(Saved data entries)
****************************************
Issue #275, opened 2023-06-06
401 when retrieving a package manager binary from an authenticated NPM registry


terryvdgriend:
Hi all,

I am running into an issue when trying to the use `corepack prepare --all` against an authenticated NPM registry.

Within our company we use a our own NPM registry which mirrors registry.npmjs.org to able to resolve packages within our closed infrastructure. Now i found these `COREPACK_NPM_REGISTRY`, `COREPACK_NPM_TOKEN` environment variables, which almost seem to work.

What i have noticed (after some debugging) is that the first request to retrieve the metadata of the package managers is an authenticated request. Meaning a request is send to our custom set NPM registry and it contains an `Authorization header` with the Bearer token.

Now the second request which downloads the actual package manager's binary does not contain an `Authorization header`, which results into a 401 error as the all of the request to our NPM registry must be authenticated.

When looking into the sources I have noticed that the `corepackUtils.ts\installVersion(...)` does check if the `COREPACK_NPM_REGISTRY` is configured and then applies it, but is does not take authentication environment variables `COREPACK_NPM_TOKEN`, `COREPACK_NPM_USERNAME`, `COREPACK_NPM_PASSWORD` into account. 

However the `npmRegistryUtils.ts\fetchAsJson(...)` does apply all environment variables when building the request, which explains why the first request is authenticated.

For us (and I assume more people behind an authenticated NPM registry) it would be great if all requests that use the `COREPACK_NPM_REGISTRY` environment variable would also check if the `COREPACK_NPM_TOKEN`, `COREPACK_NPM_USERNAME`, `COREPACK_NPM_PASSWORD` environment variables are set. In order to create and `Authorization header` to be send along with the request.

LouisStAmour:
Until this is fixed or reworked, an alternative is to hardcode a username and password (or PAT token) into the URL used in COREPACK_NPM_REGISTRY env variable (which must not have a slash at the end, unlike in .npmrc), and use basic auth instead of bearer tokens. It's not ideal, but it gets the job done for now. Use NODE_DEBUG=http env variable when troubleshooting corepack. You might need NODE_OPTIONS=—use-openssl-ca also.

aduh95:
****************************************
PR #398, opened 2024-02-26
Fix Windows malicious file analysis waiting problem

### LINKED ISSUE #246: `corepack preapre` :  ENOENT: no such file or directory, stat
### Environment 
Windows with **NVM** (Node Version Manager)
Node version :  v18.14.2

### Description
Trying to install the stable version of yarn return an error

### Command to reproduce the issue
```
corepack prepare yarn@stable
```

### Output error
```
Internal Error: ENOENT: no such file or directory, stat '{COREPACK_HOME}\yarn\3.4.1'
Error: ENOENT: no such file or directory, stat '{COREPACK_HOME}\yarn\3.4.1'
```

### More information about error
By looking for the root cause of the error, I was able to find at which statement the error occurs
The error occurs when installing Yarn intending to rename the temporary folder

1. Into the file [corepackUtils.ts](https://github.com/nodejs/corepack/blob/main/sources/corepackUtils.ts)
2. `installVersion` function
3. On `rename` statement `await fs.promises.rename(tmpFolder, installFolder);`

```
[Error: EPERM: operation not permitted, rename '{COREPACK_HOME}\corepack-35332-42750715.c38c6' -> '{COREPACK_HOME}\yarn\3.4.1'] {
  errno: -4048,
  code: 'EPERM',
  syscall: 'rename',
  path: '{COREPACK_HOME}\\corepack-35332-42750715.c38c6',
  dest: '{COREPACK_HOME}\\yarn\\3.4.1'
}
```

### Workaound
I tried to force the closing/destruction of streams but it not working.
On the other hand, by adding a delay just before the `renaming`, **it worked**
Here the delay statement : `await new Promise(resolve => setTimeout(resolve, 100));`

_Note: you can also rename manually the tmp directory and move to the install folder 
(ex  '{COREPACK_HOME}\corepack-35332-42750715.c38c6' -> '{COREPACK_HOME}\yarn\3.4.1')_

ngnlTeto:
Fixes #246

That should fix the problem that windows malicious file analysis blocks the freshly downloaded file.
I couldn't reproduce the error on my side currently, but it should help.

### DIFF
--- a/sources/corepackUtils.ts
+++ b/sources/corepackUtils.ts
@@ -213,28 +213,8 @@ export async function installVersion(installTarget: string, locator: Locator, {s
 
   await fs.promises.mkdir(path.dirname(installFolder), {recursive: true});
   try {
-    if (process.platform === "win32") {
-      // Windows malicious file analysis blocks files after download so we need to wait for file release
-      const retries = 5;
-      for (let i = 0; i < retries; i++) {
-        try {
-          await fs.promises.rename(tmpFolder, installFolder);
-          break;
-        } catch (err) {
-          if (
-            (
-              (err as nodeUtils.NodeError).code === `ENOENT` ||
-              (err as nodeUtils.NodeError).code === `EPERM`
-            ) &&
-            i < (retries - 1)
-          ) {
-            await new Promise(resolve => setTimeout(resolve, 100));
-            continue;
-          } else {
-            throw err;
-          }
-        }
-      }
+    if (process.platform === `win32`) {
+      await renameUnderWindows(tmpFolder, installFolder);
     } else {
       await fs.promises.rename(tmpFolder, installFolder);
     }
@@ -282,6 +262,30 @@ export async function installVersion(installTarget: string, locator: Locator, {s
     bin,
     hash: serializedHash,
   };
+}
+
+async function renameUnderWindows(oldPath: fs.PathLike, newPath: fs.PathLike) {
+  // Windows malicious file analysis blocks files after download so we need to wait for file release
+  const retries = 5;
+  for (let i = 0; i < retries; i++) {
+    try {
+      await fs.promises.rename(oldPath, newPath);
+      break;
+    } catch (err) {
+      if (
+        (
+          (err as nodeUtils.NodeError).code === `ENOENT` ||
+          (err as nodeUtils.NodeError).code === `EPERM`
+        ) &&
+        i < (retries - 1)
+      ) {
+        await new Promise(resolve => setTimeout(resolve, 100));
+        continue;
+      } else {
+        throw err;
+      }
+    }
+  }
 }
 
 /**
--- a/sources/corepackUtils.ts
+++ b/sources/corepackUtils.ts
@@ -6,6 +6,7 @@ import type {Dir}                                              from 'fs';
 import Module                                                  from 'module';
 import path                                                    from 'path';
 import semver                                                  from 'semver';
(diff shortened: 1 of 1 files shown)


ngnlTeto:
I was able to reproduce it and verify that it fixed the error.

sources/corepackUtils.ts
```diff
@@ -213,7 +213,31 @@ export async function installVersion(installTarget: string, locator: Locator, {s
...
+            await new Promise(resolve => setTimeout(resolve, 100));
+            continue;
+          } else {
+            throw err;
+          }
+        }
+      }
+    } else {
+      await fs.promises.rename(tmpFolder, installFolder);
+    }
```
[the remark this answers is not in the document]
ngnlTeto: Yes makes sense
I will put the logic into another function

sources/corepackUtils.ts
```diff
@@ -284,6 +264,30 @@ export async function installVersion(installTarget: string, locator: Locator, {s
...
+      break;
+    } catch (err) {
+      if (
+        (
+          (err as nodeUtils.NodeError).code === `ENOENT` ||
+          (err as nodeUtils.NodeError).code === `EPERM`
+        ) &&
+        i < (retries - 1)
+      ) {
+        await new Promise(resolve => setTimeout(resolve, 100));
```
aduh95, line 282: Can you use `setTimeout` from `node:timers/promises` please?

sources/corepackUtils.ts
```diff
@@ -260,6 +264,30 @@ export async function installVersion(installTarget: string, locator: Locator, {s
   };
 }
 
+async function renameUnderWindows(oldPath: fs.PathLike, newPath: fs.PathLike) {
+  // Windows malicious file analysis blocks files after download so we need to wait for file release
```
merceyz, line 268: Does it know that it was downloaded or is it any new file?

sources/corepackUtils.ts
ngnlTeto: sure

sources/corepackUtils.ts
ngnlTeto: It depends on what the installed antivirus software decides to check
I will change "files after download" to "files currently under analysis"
****************************************
WORK REQUIRED
Reply with nothing but the number of lines in the entries that include "looking".

RESULT BELOW
2